PROBLEM TO SOLVE: Would you return the lines from the one that contains "# How localstack" to the last line of the entries below, exactly and with nothing added?

DATA FOR THIS EXERCISE:
PR #10721, opened 2024-04-25
CFN_PER_RESOURCE_TIMEOUT env variable

lakkeger:
## Motivation
LocalStack's CloudFormation implementation has a hard limit of 2.5 mins to deploy a single resource which is not always enough for bigger resource deployments like nested stacks.

## Changes
- Add CFN_PER_RESOURCE_TIMEOUT env variable
- Increase default value to 300s

### DIFF
--- a/localstack/config.py
+++ b/localstack/config.py
@@ -1041,6 +1041,9 @@ PARITY_AWS_ACCESS_KEY_ID = is_env_true("PARITY_AWS_ACCESS_KEY_ID")
 # Show exceptions for CloudFormation deploy errors
 CFN_VERBOSE_ERRORS = is_env_true("CFN_VERBOSE_ERRORS")
 
+# Set the timeout for CloudFormation resources
+CFN_PER_RESOURCE_TIMEOUT = int(os.environ.get("CFN_PER_RESOURCE_TIMEOUT") or 150)
+
 # How localstack will react to encountering unsupported resource types.
 # By default unsupported resource types will be ignored.
 # EXPERIMENTAL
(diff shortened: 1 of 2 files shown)


localstack/config.py
```diff
@@ -1041,6 +1041,9 @@ def populate_edge_configuration(
 # Show exceptions for CloudFormation deploy errors
 CFN_VERBOSE_ERRORS = is_env_true("CFN_VERBOSE_ERRORS")
 
+# Set the timeout for CloudFormation resources
+CFN_PER_RESOURCE_TIMEOUT = int(os.environ.get("CFN_PER_RESOURCE_TIMEOUT") or 150)
```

RESULT:
 # How localstack will react to encountering unsupported resource types.
 # By default unsupported resource types will be ignored.
 # EXPERIMENTAL
(diff shortened: 1 of 2 files shown)


localstack/config.py
```diff
@@ -1041,6 +1041,9 @@ def populate_edge_configuration(
 # Show exceptions for CloudFormation deploy errors
 CFN_VERBOSE_ERRORS = is_env_true("CFN_VERBOSE_ERRORS")
 
+# Set the timeout for CloudFormation resources
+CFN_PER_RESOURCE_TIMEOUT = int(os.environ.get("CFN_PER_RESOURCE_TIMEOUT") or 150)
```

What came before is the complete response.